In a conversation with Dr. Parag Majmudar, Dr. Terry O'Brien discusses current issues in ocular microbiology. Toxic Anterior Segment Syndrome (TASS) causation and differential diagnosis vs. endophthalmitis. Residual debris or viscoelastic on surgical instruments can cause an inflammatory reaction which can resemble endophthalmitis. Early endophthalmitis is different from TASS in several key measures: often with TASS there is no pain, non-reactive pupil, elevation of IOP, and blurred vision in association with significant corneal edema beyond what one would normally expect with phacoemulsification. Combating TASS is simple.

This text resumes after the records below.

PR #240, opened 2015-10-20
support non-utf8 language

yangshiqi:
In our project, we use gbk for default encoding. So, why not just change sentry to support non-utf8 language, like gbk.

By the way, i don't understand why using "$value = mb_convert_encoding($value, 'UTF-8', 'UTF-8');"?

### DIFF
--- a/lib/Raven/Serializer.php
+++ b/lib/Raven/Serializer.php
@@ -68,7 +68,7 @@ class Raven_Serializer
             $value = (string) $value;
 
             if (function_exists('mb_convert_encoding')) {
-                $value = mb_convert_encoding($value, 'UTF-8', 'UTF-8');
+                $value = mb_convert_encoding($value, 'UTF-8', 'auto');
             }
 
             return $value;


dcramer:
@yangshiqi what did you mean by your second comment? we convert it to ensure its encodable

That said, the server may actually have problems with non-utf8 encoding

yangshiqi:
@dcramer I mean I am using gbk encoding in our program. 

why
Raven-pho doesn't auto convert the Input string to UTF8 by mb_convert_encoding($value, 'utf-8', 'auto'), and then the sentry backend could display the correct string. Now when sending gbk characters by raven-pho, sentry will display "???".

dcramer:
@yangshiqi that makes sense -- with things like this I'd want to be cautious and try to get some tests in as encoding issues are generally problematic

yangshiqi:
@dcramer sure, the modified version has been tested in our production env, it seems working fine.

dcramer:
Documentation suggests this is actually a good solution. Thanks!

PR #242, opened 2015-10-29
Use /usr/bin/env in test script

wlcx:
Use `/usr/bin/env php` in the shebang of the test script to make it more compatible with e.g. freebsd, where php would be found in /usr/local/bin.


dcramer:
Thanks!

PR #243, opened 2015-10-30
ErrorHandler fix for getErrorTypesToProcess()

lskupnjak:
In `getErrorTypesToProcess()` "+" was used to combine two arrays, and that doesn't work if `$additionalErrorTypes` is defined without setting the keys since array union ignores values from the second array whose keys exist in the first array. `array_merge` does what is expected.


dcramer:
Thanks!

Clean surgical instruments sufficiently. An option is to increase the inventory of surgical instruments in your surgery center. This allows staff ample time to prepare instruments. Recent epidemic fungal keratitis cases in contact lens wearers have involved Fusarium oxysporum and solani. The contact lens case, the solution, and the lenses themselves, need to be viewed as a mini-ecosystem. Acanthamoeba keratitis also on the rise in contact lens patients. The popularity of class 4 silicone hydrogel lenses that are stiffer materials may lead to micro-trauma of the epithelium, then the biocides that are taken up by the material are released onto the ocular surface creating punctate keratopathies which may open the door to Acanthamoeba and other non-bacterial pathogens. Switching to daily-ware disposable lenses, though costly, would provide one solution to some of these infections.